§ **What the task requires**: Each entry below needs to be copied exactly, with nothing dropped.

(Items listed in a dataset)
◆ ◆ ◆ ◆ ◆ ◆ ◆
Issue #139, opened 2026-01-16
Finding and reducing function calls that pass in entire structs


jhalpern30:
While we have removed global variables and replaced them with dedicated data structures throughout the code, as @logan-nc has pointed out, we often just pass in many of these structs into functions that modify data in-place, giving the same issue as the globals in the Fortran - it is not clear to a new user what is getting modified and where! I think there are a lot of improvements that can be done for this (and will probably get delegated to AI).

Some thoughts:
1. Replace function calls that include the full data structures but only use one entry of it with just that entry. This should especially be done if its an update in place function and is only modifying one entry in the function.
◆ ◆ ◆ ◆ ◆ ◆ ◆
§ **Response to the exercise**:
Issue #139, opened 2026-01-16
Finding and reducing function calls that pass in entire structs


jhalpern30:
While we have removed global variables and replaced them with dedicated data structures throughout the code, as @logan-nc has pointed out, we often just pass in many of these structs into functions that modify data in-place, giving the same issue as the globals in the Fortran - it is not clear to a new user what is getting modified and where! I think there are a lot of improvements that can be done for this (and will probably get delegated to AI).

Some thoughts:
1. Replace function calls that include the full data structures but only use one entry of it with just that entry. This should especially be done if its an update in place function and is only modifying one entry in the function.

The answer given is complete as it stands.